- **Aim of the task**: Determine how many lines in the records include "types". Write the number and nothing more.

Collected data entries
--- --- ---
PR #1047, opened 2020-11-26
Update bind group layout API to match upstream

kvark:
**Connections**
Follows https://github.com/gpuweb/gpuweb/pull/1076, https://github.com/gpuweb/gpuweb/pull/1223 (https://github.com/gpuweb/gpuweb/issues/1164), https://github.com/gpuweb/gpuweb/pull/1255, and https://github.com/gpuweb/gpuweb/pull/1256

**Description**
Aligns our API closer to the latest changes in WebGPU upstream. We technically don't have to do this, but I believe in the end it would be best if our API gets close to upstream.

Note: this is a sensitive change for the users, everybody will get their code broken. So please take a look at the API and see if something is missing or needs improvement, so that we don't have to go through the changes again afterwards.

**Testing**
Doesn't really need testing. Partially covered by the existing playtest.

### DIFF
--- a/wgpu-types/src/lib.rs
+++ b/wgpu-types/src/lib.rs
@@ -447,6 +447,12 @@ pub enum TextureViewDimension {
     D3,
 }
 
+impl Default for TextureViewDimension {
+    fn default() -> Self {
+        Self::D2
+    }
+}
+
 impl TextureViewDimension {
     /// Get the texture dimension required fo this texture view dimension.
     pub fn compatible_texture_dimension(self) -> TextureDimension {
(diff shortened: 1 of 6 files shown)


wgpu-types/src/lib.rs
```diff
@@ -1873,9 +1965,10 @@ pub struct BindGroupLayoutEntry {
     pub ty: BindingType,
     /// If this value is Some, indicates this entry is an array. Array size must be 1 or greater.
     ///
-    /// If this value is Some and `ty` is `BindingType::SampledTexture`, [`Capabilities::SAMPLED_TEXTURE_BINDING_ARRAY`] must be supported.
+    /// If this value is Some and `ty` is `BindingType::Texture`, [`Capabilities::SAMPLED_TEXTURE_BINDING_ARRAY`] must be supported.
```
cwfitzgerald, line 1968: nit, holdover from before:
```suggestion
    /// If this value is Some and `ty` is `BindingType::Texture`, [`Features::SAMPLED_TEXTURE_BINDING_ARRAY`] must be supported.
```

cwfitzgerald (approved):
Codewise this looks fine outside of a nit. If possible, I would like to see one of the examples converted to this new style to see how it looks. This looks like how gfx-hal does it, so it should be fine, just want to check on it.

kvark:
This is how it looks like (WIP) - https://github.com/gfx-rs/wgpu-rs/pull/649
--- --- ---
- **Written solution**: 3